## Stored items
━━━━
Issue #2982, opened 2020-09-23
build with go 1.15.2, createContainer failed: Setctty set but Ctty not valid in child 


xiayuhai:
kata-runtime is built with go 1.15.2, and there were some modifications made in the syscall package in Go 1.15.0
Error message: `createContainer failed: Setctty set but Ctty not valid in child`,  
and it looks like the same with [https://github.com/cespare/reflex/issues/77]

PR #3082, opened 2020-11-18
virtcontainers: Don't set CTTY

fidencio:
The https://go-review.googlesource.com/c/go/+/231638/ commit on Golang
introduced a failure on Kata Containers when the runtime is built with
golang 15.2+.

Fixes: #2982

### DIFF
--- a/virtcontainers/shim.go
+++ b/virtcontainers/shim.go
@@ -208,9 +208,6 @@ func startShim(args []string, params ShimParams) (int, error) {
 		cmd.Stderr = f
 		// Create Session
 		cmd.SysProcAttr.Setsid = true
-		// Set Controlling terminal to Ctty
-		cmd.SysProcAttr.Setctty = true
-		cmd.SysProcAttr.Ctty = int(f.Fd())
 	}
 	defer func() {
 		if f != nil {


fidencio:
I must admit I'm not exactly sure whether we actually do need that call, but it seems to be safe to remove (when using with podman).

Let's see what CI tells us.

virtcontainers/shim.go
```diff
@@ -210,7 +210,6 @@ func startShim(args []string, params ShimParams) (int, error) {
 		cmd.SysProcAttr.Setsid = true
 		// Set Controlling terminal to Ctty
 		cmd.SysProcAttr.Setctty = true
```
sameo, line 212: Shouldnt we set that one to false then?

fidencio: Ack, updated!

fidencio: Hmmm. It seems that I actually we shouldn't remove the `Setctty = true` call.

Removing it results in:
```
DEBU[0003] ExitCode msg: "container create failed (no logs from conmon): eof" 
Error: container create failed (no logs from conmon): EOF
```

fidencio: Ah, no, I tested the wrong branch. :-)
Let me mark this one as resolved again.

fidencio:
- **jenkins-ci-ARM-ubuntu-18.04**:
```
21:50:36 Stderr: Error response from daemon: toomanyrequests: You have reached your pull rate limit. You may increase the limit by authenticating and upgrading: https://www.docker.com/increase-rate-limit
```
Not sure if we can do something on our side to avoid this.

fidencio:
@devimc, can you help me to understand the vfio failures? (I restarted the vfio CI yesterday, just to be sure it wasn't a flake).

sameo (approved):

devimc (approved):
thanks @fidencio

Issue #3083, opened 2020-11-19
split qemu support in stable and experimental


jcvenegas:
**Which feature do you think can be improved?**

Update: After some talk on this issue: No more runtime configs will be created for qemu-virtiofs experimental, instead some job that modify the configuration toml that to point to modify anything we need to test.

Today virtiofs config uses cache=auto and no dax, both are supported in stable kernel releases and qemu.

The config could change in the future looking for the DAX bennefits, but because more testing and stablization is needed there, specially kata keep testing and give feedback to the virtiofs project. It requiered to split the testing in two:

- Move kata-qemu-virtiofs to qemu-vanilla(the one that we track in versions.yaml) and to our lts kernel.

Keep testing dev branch updates from virtiofs

- Create a job that qemu-viritiofs modifies the default qemu-viritofs-config to
  * qemu-vanilla + virtiofs newer patches
  * Any kernel recommended by virtiofs 
  * DAX
  * Unless wanted by users there is not runtimeclass or kata-runtime wrapper for this config.

**Additional Information**

Anything else to add?

**Before raising this feature request**

Have you looked at the [limitations document](https://github.com/kata-containers/documentation/blob/master/Limitations.md)?

wainersm:
@jodh-intel @jcvenegas ,

I always understood QEMU "experimental" as synonymous of qemu-virtiofs. Also I don't know how to call the non-experimental QEMU so usually I say QEMU "standard". Now with this change we have the experimental of QEMU experimental ("qemu-viritiofs experimental" and, using my nomenclature standard of QEMU experimental. Don't you think this is too confusing?

I know that giving name is hard, I am not good at that at all. But let me give a few suggestions:
* experimental stable vs unstable
* experimental stable vs master (often used in Git, but "master" nowadays is avoided)
* experimental stable vs experimental next (I like that nomenclature. In the end it seems what we try to achieve is the "next" stable version of QEMU experimental) 

Disregard if I misunderstood this completely. :)

jcvenegas:
@wainersm 
> I always understood QEMU "experimental" as synonymous of qemu-virtiofs.

Yes, experimental all this time has been just for virtiofs usecase, as part of this CI refactor I was looking to have a more meaningful name.

- It points to virtiofs out-of-tree dev repository from virtiofs dev team.
- This help us to  easily use the tests new patches  that virtiofs team recommend. 

> Also I don't know how to call the non-experimental QEMU so usually I say QEMU "standard"

[...]

PR #3084, opened 2020-11-19
build: Split virtiofs config into stable and experimental

jcvenegas:
Virtiofs config today uses stable features. But in order to
keep testing newer changes and be more agresive.

stable:
- Stable kernel
- qemu vanilla
- no dax
- cache auto

experimental:
- Non lts kernel
- Patched kernel
- Patched qemu
- DAX support

Depends-on: github.com/kata-containers/tests#3068

Fixes: #3083

Signed-off-by: Carlos Venegas <jos.c.venegas.munoz@intel.com>


jodh-intel:
Hi @jcvenegas - I like the concept, but I wonder if we need this in 1.x at this stage? Is there a 2.x equivalent PR too?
━━━━
## Work instruction
Every line that contains the string "startShim" should be copied from the records.

## The completed task
@@ -208,9 +208,6 @@ func startShim(args []string, params ShimParams) (int, error) {
@@ -210,7 +210,6 @@ func startShim(args []string, params ShimParams) (int, error) {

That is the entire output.